Priest berambut memutih jatuh ke lantai batu dengan suara gedebuk. Tapi ia masih menolehkan telapak kiri ke arah Haruhiro.

“Blame!”

“Huh—?!”

Tidak ada yang terjadi. Apakah mantranya gagal? Apakah sihir cahaya itu tidak berefek? Kenapa? Tidak, pertanyaan “kenapa” tidak penting. Haruhiro melompat ke atas priest itu. Ia menahan wraith itu dan membelah lehernya dengan belati. Rasanya seperti menebas kantong tanah. Tanah berjatuhan dari luka itu, dan tubuhnya cepat hancur. Priest berambut memutih berubah menjadi tanah. Tidak, bukan sekadar tanah. Ada benda putih bercampur di dalamnya. Tulang, ya?

“Wraith tidak bisa menggunakan sihir cahaya?! Tapi mereka bisa menggunakan sihir lain!”

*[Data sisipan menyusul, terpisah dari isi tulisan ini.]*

PR #1002, opened 2019-06-14
Fix two problems with RFC-3230 handling in xrootd:

paulmillar:
First, the Digest response header copies the supplied Want-Digest
request header value.  A request with:

    Want-Digest: MD5,ADLER32

would yield a response like:

    Digest: MD5,ADLER32=<md5-value>

where the correct response would be:

    Digest: MD5=<md5-value>

Second, the method that calculates whether the response should be
encoded in hexadecimal or base64 expects an algorithm name, but is given
the Want-Digest request header value.  If the client makes a request with:

    Want-Digest: MD5, ADLER32

then the response is incorrectly encoded using hexadecimal.

### DIFF
--- a/src/XrdHttp/XrdHttpReq.cc
+++ b/src/XrdHttp/XrdHttpReq.cc
@@ -67,7 +67,7 @@
 #define TRACELINK prot->Link
 
 
-static XrdOucString convert_digest_name(const std::string &rfc_name_multiple)
+static std::string convert_digest_name(const std::string &rfc_name_multiple)
 {
   std::stringstream rfc_name_multiple_ss;
   rfc_name_multiple_ss << rfc_name_multiple;
@@ -989,12 +989,13 @@ int XrdHttpReq::ProcessHTTPReq() {
         const char *opaque = strchr(resourceplusopaque.c_str(), '?');
         // Note that doChksum requires that the memory stays alive until the callback is invoked.
         m_resource_with_digest = resourceplusopaque;
+        m_selected_digest = convert_digest_name(m_req_digest);
         if (!opaque) {
           m_resource_with_digest += "?cks.type=";
-          m_resource_with_digest += convert_digest_name(m_req_digest);
+          m_resource_with_digest += m_selected_digest.c_str();
         } else {
           m_resource_with_digest += "&cks.type=";
-          m_resource_with_digest += convert_digest_name(m_req_digest);
+          m_resource_with_digest += m_selected_digest.c_str();
         }
         if (prot->doChksum(m_resource_with_digest) < 0) {
           // In this case, the Want-Digest header was set and PostProcess gave the go-ahead to do a checksum.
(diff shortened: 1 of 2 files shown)


ffurano:
Hi Paul,

 Thank you very much for raising this issue and proposing a solution, what you say is correct, and the handling of the digest names was not perfect.

 I see that your proposal conflicts with the previous PR, and I have the impression that that same PR fixes the issues that you mention here. What do you think ?

https://github.com/xrootd/xrootd/commit/943a470c317bc8a1740fd19f0cd29d207d4d5677

src/XrdHttp/XrdHttpReq.cc
```diff
@@ -1736,7 +1739,7 @@ XrdHttpReq::PostProcessChecksum(std::string &digest_header) {
     }
 
     digest_header = "Digest: ";
-    digest_header += m_req_digest;
+    digest_header += m_selected_digest;
```
paulmillar: digest_header += convert_digest_rfc_name(m_req_digest);

paulmillar:
I see you've already pulled Brian's pull request: #1001.

In essence, Brian's patch and mine address the same issue.  This explains the merge-conflict.

As it happens, I developed my patch independently from Brian -- I only learn of his pull-request when I posted my pull-request to the email discussion about this issue.

Since you asked my opinion, here it is!

For me, there are some stylistic issues with Brian's patch.

- The patch violates the DRY principle (Don't Repeat Yourself), since the new method (`convert_digest_rfc_name`) is just the composition of `convert_digest_name` and `convert_xrootd_to_rfc_name` with a minor optimisation.

- The patch results in the input string being parsed multiple times, including the if-else-if chain using the (relatively) expensive strcasecmp (once to discover which algorithm to query xrootd; once again to discover which RFC-3230 algorithm name to include in response).  This is, perhaps, not terrible, but it's unnecessary.

- It "smells" like premature optimisation:  given `convert_digest_rfc_name` is just a composition, why not just apply `convert_digest_name` and `convert_xrootd_to_rfc_name` to make this obvious?  Given the method will be delayed by calculating the checksum value, the additional overhead will likely be insignificant.

- It makes it harder to fix the checksum priority ordering (the "p" values where the client says which algorithm it prefers), since the p-values would now need to be parsed in two functions (`convert_digest_rfc_name` and `convert_digest_name`).  This is a consequence of DRY violation.

- It also fails to close a potential cause of bugs in the future, since it continues to assume the returned checksum is the first algorithm the client requested.  A future change could modify which checksum is returned (e.g., prefer returning a cached checksum, if one of the requested checksums is already known).  As the returned checksum now comes from (re-)parsing the request header, updating the code to support checksum caching would require the author to be aware how the returned checksum name is calculated and modify it.

That all said, I believe his patch works.

ffurano:
Well, I see your points, my merging of Brian's PR first was just due to the ordering, I had not seen yours yet.

ioggstream:
@paulmillar we'll probably  remove MD5 from the new digest specs https://github.com/httpwg/http-extensions/issues/867 do you have any feedback?

paulmillar:
@ioggstream  Thanks for getting in touch. Sorry, I've only just become aware of httpwg/http-extensions#867.   As a quick comment: I think it depends on the context.

Our particular use-case involves data integrity verification, not against malicious changes but from accidental changes (often due to hardware malfunctioning).  The choice of ADLER32 largely stems from historical use (within the particle physics community).  In that sense, the ability to "fake" data is (currently) of lesser importance than the speed of the algorithm.

We are using RFC 3230 to provide end-to-end data integrity verification when transferring data between different sites throughout the world in a process called HTTP Third-Party Copy: where a client initiates the transfer, but the data is transferred directly between sites using a regular HTTP GET/PUT request.  This is currently an experimental protocol, with the bulk of data currently transferred using a protocol called GridFTP.

ioggstream:
@paulmillar the issue about ADLER32 is here https://github.com/httpwg/http-extensions/issues/828 feel free to contribute, so we can tune the proposal. 

The CRC32c algorithm is still available though, so in case you may pick that one.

“Delm, hel, en, van, arve.”

Benar. Para wraith tidak bisa mendapat berkat Lumiaris lewat sihir cahaya, tapi mereka masih bisa menggunakan sihir lain. Mage kurus itu melontarkan mantra. Angin panas menyengat tubuh Haruhiro, hampir membuatnya kehilangan keseimbangan.

“Urgh…!”

“Delm, hel, en, ig, arve.”

Lalu datang Fireball. Satu, dua, tiga. Itu benar-benar berbahaya. Haruhiro melakukan salto mundur diagonal, menghindari Fireball pertama dan kedua, lalu melompat ke samping untuk menghindari yang ketiga.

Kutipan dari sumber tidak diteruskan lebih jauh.